EXERCISE -
Within the material below, locate the line with "of config file" and the line with "start to break", then return those two lines and all lines between them, exactly as written.

MATERIALS PROVIDED -
Start of Block

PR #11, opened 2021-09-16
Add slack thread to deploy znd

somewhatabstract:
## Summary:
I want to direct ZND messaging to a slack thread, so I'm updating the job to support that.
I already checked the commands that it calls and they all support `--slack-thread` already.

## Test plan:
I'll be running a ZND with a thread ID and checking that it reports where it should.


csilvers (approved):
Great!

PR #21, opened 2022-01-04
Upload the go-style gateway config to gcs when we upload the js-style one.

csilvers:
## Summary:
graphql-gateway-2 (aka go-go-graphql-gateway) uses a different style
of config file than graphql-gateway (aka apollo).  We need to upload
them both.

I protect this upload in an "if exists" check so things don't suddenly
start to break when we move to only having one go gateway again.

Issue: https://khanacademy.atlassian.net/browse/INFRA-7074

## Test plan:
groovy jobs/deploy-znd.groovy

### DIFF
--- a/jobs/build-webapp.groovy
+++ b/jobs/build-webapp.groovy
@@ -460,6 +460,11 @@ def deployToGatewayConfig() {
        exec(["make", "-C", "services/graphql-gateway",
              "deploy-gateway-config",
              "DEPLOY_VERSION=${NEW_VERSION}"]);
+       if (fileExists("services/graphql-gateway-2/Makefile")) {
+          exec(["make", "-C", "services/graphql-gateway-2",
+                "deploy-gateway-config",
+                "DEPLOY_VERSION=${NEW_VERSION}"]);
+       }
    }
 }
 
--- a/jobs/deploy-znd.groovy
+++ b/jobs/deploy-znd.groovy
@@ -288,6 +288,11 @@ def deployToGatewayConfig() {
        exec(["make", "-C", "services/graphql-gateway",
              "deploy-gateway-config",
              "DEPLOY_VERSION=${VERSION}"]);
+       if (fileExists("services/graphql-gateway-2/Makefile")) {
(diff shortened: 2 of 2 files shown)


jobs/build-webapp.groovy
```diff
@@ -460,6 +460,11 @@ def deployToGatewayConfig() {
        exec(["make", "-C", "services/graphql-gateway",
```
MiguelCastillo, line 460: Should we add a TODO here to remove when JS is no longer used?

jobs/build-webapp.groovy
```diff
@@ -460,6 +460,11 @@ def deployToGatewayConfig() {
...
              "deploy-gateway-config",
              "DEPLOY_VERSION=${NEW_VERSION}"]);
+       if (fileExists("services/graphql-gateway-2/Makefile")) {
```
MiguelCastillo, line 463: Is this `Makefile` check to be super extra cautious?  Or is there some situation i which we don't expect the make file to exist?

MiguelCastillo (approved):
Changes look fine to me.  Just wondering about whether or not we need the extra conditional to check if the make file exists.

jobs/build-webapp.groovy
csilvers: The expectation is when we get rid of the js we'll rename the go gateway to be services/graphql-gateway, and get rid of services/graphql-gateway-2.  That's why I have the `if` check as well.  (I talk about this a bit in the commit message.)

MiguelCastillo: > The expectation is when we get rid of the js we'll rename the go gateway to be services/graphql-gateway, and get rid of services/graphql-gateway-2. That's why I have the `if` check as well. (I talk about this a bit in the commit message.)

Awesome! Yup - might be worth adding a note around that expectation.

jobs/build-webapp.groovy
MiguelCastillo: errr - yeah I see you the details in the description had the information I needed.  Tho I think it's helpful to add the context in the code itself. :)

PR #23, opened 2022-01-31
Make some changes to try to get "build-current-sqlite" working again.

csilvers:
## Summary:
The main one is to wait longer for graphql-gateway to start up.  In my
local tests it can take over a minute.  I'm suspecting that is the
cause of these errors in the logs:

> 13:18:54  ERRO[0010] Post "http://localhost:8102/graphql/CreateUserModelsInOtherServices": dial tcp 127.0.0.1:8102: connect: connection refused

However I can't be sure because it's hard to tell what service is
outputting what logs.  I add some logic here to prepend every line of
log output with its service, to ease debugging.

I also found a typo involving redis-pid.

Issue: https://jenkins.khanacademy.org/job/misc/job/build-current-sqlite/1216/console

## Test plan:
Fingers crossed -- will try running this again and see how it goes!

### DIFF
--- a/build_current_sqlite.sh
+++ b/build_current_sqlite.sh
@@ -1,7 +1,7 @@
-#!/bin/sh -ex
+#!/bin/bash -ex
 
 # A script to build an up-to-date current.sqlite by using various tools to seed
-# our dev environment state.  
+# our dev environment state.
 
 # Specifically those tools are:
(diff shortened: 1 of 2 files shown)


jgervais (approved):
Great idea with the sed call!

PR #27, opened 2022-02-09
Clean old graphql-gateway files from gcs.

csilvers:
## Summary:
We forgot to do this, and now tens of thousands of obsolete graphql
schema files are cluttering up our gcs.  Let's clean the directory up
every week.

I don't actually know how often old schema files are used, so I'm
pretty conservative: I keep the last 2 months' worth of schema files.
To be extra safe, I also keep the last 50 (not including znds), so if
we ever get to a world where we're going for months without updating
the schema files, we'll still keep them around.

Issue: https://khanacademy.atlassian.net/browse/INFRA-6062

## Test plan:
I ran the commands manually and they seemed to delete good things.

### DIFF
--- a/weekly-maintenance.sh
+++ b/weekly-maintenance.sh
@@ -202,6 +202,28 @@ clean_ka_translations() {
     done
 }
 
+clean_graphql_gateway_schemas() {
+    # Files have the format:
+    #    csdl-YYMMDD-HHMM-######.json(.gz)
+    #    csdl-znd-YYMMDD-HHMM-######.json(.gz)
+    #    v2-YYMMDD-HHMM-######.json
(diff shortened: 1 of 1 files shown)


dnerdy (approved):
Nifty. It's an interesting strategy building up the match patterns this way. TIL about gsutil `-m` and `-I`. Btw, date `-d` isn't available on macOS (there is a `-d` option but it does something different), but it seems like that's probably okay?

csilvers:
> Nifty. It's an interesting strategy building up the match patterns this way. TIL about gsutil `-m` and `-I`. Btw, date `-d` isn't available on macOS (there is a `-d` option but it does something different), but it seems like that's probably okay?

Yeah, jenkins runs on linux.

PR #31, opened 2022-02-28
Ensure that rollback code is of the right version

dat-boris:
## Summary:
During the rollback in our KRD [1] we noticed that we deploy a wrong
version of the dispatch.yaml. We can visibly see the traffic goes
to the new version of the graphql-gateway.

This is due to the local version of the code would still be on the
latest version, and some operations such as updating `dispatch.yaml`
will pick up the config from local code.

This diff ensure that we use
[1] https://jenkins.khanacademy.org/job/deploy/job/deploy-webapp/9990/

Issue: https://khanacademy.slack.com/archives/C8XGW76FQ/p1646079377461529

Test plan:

End of Block

RESULT BELOW -
of config file than graphql-gateway (aka apollo).  We need to upload
them both.

I protect this upload in an "if exists" check so things don't suddenly
start to break when we move to only having one go gateway again.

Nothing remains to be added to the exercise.